# [Task brief]
Copy each record below without changing a single word.

# [Material for this exercise]
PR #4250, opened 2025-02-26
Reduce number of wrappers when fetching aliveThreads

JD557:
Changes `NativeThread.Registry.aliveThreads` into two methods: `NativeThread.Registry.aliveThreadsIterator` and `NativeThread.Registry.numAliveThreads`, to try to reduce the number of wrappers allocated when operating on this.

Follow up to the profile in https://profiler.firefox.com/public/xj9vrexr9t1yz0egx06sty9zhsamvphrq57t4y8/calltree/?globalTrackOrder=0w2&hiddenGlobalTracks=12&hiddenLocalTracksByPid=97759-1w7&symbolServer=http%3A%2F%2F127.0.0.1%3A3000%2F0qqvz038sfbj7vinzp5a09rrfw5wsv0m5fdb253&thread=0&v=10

# [Result]
PR #4250, opened 2025-02-26
Reduce number of wrappers when fetching aliveThreads

JD557:
Changes `NativeThread.Registry.aliveThreads` into two methods: `NativeThread.Registry.aliveThreadsIterator` and `NativeThread.Registry.numAliveThreads`, to try to reduce the number of wrappers allocated when operating on this.

Follow up to the profile in https://profiler.firefox.com/public/xj9vrexr9t1yz0egx06sty9zhsamvphrq57t4y8/calltree/?globalTrackOrder=0w2&hiddenGlobalTracks=12&hiddenLocalTracksByPid=97759-1w7&symbolServer=http%3A%2F%2F127.0.0.1%3A3000%2F0qqvz038sfbj7vinzp5a09rrfw5wsv0m5fdb253&thread=0&v=10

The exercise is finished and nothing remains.